*** Opening of DATA EXTRACTS ***

PR #1595, opened 2026-07-24
docs(hooks): sync README event inventory to hooks.json registration truth

anikinsasha:
## What

`hooks/README.md` still documents the pre-consolidation hook topology (its header says *Last updated 2026-05-06*). The 2026-07-10/11 consolidation reshaped the hook tree — TabState/EventLogger/StopGates/PreToolGuard/MemoryTurnStart dispatchers, TheRouter retired, several hooks removed — but the README's event inventory was never resynced to `hooks/hooks.json`.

*** Close of DATA EXTRACTS ***

A verbatim copy of all the records is required. Write it out in full.

PR #1595, opened 2026-07-24
docs(hooks): sync README event inventory to hooks.json registration truth

anikinsasha:
## What

`hooks/README.md` still documents the pre-consolidation hook topology (its header says *Last updated 2026-05-06*). The 2026-07-10/11 consolidation reshaped the hook tree — TabState/EventLogger/StopGates/PreToolGuard/MemoryTurnStart dispatchers, TheRouter retired, several hooks removed — but the README's event inventory was never resynced to `hooks/hooks.json`.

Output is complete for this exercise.